El prolífico escritor argentino César Aira narra en esta breve obra algunas peripecias que le ocurrieron al pintor alemán del XIX Johan Moritz Rugendas, quien, para encontrar motivos de inspiración, realizó un extenso viaje a América desde 1831 a 1847. Ya había pisado territorio ultramarino años antes, y de esa primera experiencia el resultado fue un bello librito ilustrado, “Viaje pintoresco por Brasil”, que le dio cierta fama en su país.

El segundo y definitivo viaje americano tuvo algunas etapas argentinas, que son las que describe Aira con detenimiento, porque en unas jornadas de Mendoza a Buenos Aires ocurrió un accidente, durante una tormenta, que cambió radicalmente y para siempre el destino del artista.

Aira pone el énfasis en varios aspectos: las características físicas de los paisajes chileno y argentino en la zona norte, dignos de ser captados e interpretados figurativamente por Rugendas; el interés del pintor por la civilización indígena y sus luchas con los descendientes de españoles; el color de los cielos, las llanuras y montañas de la zona, y las difíciles condiciones de vida de sus habitantes. Y todo ello para mostrar únicamente la sensibilidad del alemán hacia el medio ambiente pampero, y su necesidad de encontrar elementos naturales de suma originalidad que sean dignos de ser representados en el lienzo.

En este sentido, la obra de Aira viene a llamar la atención sobre un tema que se puso de moda en la Europa de fines del XVIII y durante el Romanticismo: la pervivencia de civilizaciones “naturales”, no expuestas a los peligros de la modernidad europea, el racionalismo o el exceso de desarrollo material.
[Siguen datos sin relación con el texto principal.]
PR #662, opened 2023-11-15
Floating point precision showcase, quadrature lookup guard

nilskohl:
Hi,

this PR adds:

* minor fixes for MPFR,
* conditionals to refuse quadrature rule lookup if the underlying floating point precision is higher than that of the precomputed points and values,
* a showcase (example) that illustrates the issues of using insufficient floating point precision with respect to discretization-error-accuracy (this example has also been used to test the quadrature weight lookup fix described in the previous item - even with MPFR and wide mantissas the quadrature implementation defaulted to the lookup tables if it was not manually forced to recompute the values leading to an inaccurate system).

The guard for the quadrature lookup is not necessarily the perfect solution, but it is simple and should just work the same way as if a precomputed quadrature rule could not be found due to other reasons. So let me know if you have a better fix in mind :)

### DIFF
--- a/examples/precision_example.cpp
+++ b/examples/precision_example.cpp
@@ -12,7 +12,6 @@
 */
 
 #include <gismo.h>
-#include <gsAssembler/gsPoissonAssembler.h>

Humboldt, probablemente el europeo de la época que mejor conocía América, aconsejaba a Rugendas que no perdiera el tiempo viajando hacia el sur, porque el paisaje que realmente le interesaba era el tropical, con su inmensa variedad de especies de plantas, y el contraste de esa flora con los picos nevados. Nada de eso había en los semidesiertos pampeanos, pero la complicidad de Rugendas con ellos era palmaria. Y esa suma atracción por los lugares recónditos del sur Aira nos la hace sentir en una narración que nunca decae y siempre nos sorprende, por su calidad literaria, su sensibilidad para comprender y transmitir los matices visuales y su habilidad para describir una personalidad artística fuera de lo común.